Suudi Arabistan, Filistin'in devlet olması konusundaki kararlı duruşunu bir kez daha teyit ederek, "İsrail" ile herhangi bir diplomatik normalleşmenin, başkenti Doğu Kudüs olan bağımsız bir Filistin devletinin kurulmasına bağlı olduğunu vurguladı.
Suudi Arabistan Dışişleri Bakanlığı'ndan yapılan açıklamada, Veliaht Prens Muhammed bin Selman'ın (MBS) ilk kez vurguladığı bu tutumun, son dönemde yaptığı üst düzey konuşmalarda da teyit edildiği ve Krallığın dış politikasının merkezinde yer almaya devam ettiği belirtildi.
Dışişleri Bakanlığı, MBS'nin 18 Eylül 2024'te Şura Konseyi'nin dokuzuncu döneminin açılış oturumunda, Suudi Arabistan'ın, 1967 sınırlarına dayalı egemen bir Filistin devletinin kurulması da dahil olmak üzere Filistin haklarının yerine getirilmesi olmadan "İsrail" ile diplomatik ilişki kurmayacağını açıkça belirttiğini açıkladı.
MBS'nin bu tutumunu 11 Kasım 2024'te Riyad'da düzenlenen olağanüstü Arap-İslam Zirvesi'nde yinelediği belirtilen açıklamada, şunlar kaydedildi:
Bakanlık ayrıca, "İsrail'in yerleşim politikaları, toprak ilhakı veya Filistin halkını topraklarından çıkarma girişimleri yoluyla Filistin halkının meşru haklarına yönelik her türlü ihlali reddettiğini" vurguladı.
Bakanlık, "Uluslararası toplumun bugün, topraklarında kararlılıkla duracak ve topraklarını terk etmeyecek olan Filistin halkının yaşadığı ağır insani acıları hafifletme görevi bulunmaktadır" ifadelerini kullandı.
Bakanlık, "Filistin halkının uluslararası kararlar uyarınca meşru haklarını elde etmesi olmaksızın kalıcı ve adil bir barışa ulaşmak mümkün değildir. Bu husus daha önce hem eski hem de mevcut ABD yönetimlerine açıklanmıştı" ifadelerini kullandı.

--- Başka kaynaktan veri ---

PR #35, opened 2018-12-23
show-linked-portals improvements

johnd0e:


johnd0e:
Concerning https://github.com/IITC-CE/ingress-intel-total-conversion/pull/35/commits/6c0f1052e69d08424ce0114f471a4d933e67ea1a: I would prefer to unconditionally auto-request portals' details (like here
https://github.com/johnd0e/ingress-intel-total-conversion/commit/128247e2c66494559046fb7932473b2a78b2e13f), but I am afraid it could be against IITC policy...

modos189:
> I would prefer to unconditionally auto-request portals' details 

It doesn't have to be automatic: there can be a lot of portals for auto-request.
There can be a hybrid mode: if the number of links is less than N, portals are automatically loaded. Otherwise, at the user's request.
But I don't think that's really necessary.

PR #40, opened 2018-12-28
Show linked portals improve

johnd0e:
* portal images fill full width
* on taphold: text instead of portal pic
* last viewed portal is highlighted
* on mobile:
  - single tap to show tooltip
  - double tap to go to portal
* on taphold: improved 'show link on map' function 
* picture in tooltip
* tooltip now updates on new data coming
* style tweaks
* minor bug fixed

### DIFF
--- a/mobile/app/src/main/java/org/exarhteam/iitc_mobile/IITC_WebView.java
+++ b/mobile/app/src/main/java/org/exarhteam/iitc_mobile/IITC_WebView.java
@@ -58,6 +58,7 @@ public class IITC_WebView extends WebView {
         mSettings.setCacheMode(WebSettings.LOAD_DEFAULT);
         mSettings.setAppCachePath(getContext().getCacheDir().getAbsolutePath());
         mSettings.setDatabasePath(getContext().getApplicationInfo().dataDir + "/databases/");
+        mSettings.setTextZoom(100); // otherwise zoom may vary depending on system font settings
 
         // enable mixed content (http on https...needed for some map tiles) mode
         if (Build.VERSION.SDK_INT >= Build.VERSION_CODES.LOLLIPOP) {
--- a/plugins/linked-portals-show.css
+++ b/plugins/linked-portals-show.css
@@ -27,6 +27,10 @@
 	left: 50%;
 	margin-left:-25px;
 	cursor: default;
+	border-style: solid;
+	border-color: transparent;
+	line-height: 41px;
+	font-size: 12px;
 }
 
 .showLinkedPortalLink1, .showLinkedPortalLink2, .showLinkedPortalLink3, .showLinkedPortalLink4 {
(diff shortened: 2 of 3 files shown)


johnd0e:
There is minor cosmetic issue left: on click/hover over `outOfRage` div - it gets re-rendered with updated data, but we still see old tooltip, which has `Go to portal` instead of real portal title.
Now investigating if it's easy to reopen tooltip with updated content..

This code works:
```
$('.ui-tooltip-content').html(div.attr('title')); // update tooltip with new content
```
But I feel that it is terribly wrong...

modos189 (approved):

johnd0e:
1 more issue left to fix.
After https://github.com/IITC-CE/ingress-intel-total-conversion/commit/59cc3126bd85f5c9e298e94517384b34c8458d65 some styles had changed, so upper portals' boxes are out of bounds of the main portal's picture.

johnd0e:
Is it possible to merge the PR but still leave it opened?

modos189:
No. We can still leave opened

johnd0e:
@modos189, please check last commit (`portal images fill full width`)
Are images look better now?
Or I should revert it?

modos189:
Good, but just need to add a property
```z-index: 1;```
in
```.showLinkedPortalLink.incoming::before, .showLinkedPortalLink.outgoing::before```

To show icons of link direction

johnd0e:
@modos189, fixed.
And what do you think about border-radius and box-shadow?

modos189:
Then I suggest to add
```background: #00000080;```
to be seen against the background of bright photos.

And all prefixes like `-webkit-border-radius` must be specified before the announcement `border-radius`

johnd0e:
> Then I suggest to add `background: #00000080;`

Well, after some experiments I tend to think that these symbols are hard to see and use as they are ambiguous.
I have another proposition: after all, we care only _outgoing_ links (as they are limited). So wouldn't it better to mark outgoing only?

Please check if you like transparent containers (in latest commit).

P.S.
After that I want to test other concepts:
- Portal info (text) instead of images
- Portal info over the images (which have to be semi-transparent in order to keep text readable)

modos189:
> I have another proposition: after all, we care only outgoing links (as they are limited). So wouldn't it better to mark outgoing only?

It would be handy as a setting, but by default it would be misleading

> if you like transparent containers

like

johnd0e:
> It would be handy as a setting, but by default it would be misleading

Why misleading?
Several days ago we have no symbols at all, tomorrow we'll get some symbol over outgoing.
It couldn't be misleading, as there are also clear text labels incoming/outgoing.

modos189:
I thought you were suggesting not displaying incoming links at all. But since it is only about the icon, I agree not to display it for incoming.

johnd0e:
> show-linked-portals: more bold symbol

Actually I'm not sure that symbol is good.
And we also need to play with it's position (in order to not interfere with text).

Açıklama, ABD Başkanı Donald Trump'ın gazetecilere Riyad'ın normalleşmenin bir koşulu olarak Filistin devleti kurmayı istemediğini söylemesinin hemen ardından, İsrail Başbakanı Benjamin Netanyahu'yu Beyaz Saray'da kabul etmesinden hemen sonra yayınlandı. İki yetkilinin görüşmesinden kısa bir süre sonra, hem Trump hem de Netanyahu önceki açıklamayı yeniden teyit etmekten kaçındı ve bu da sorunu çözümsüz bıraktı.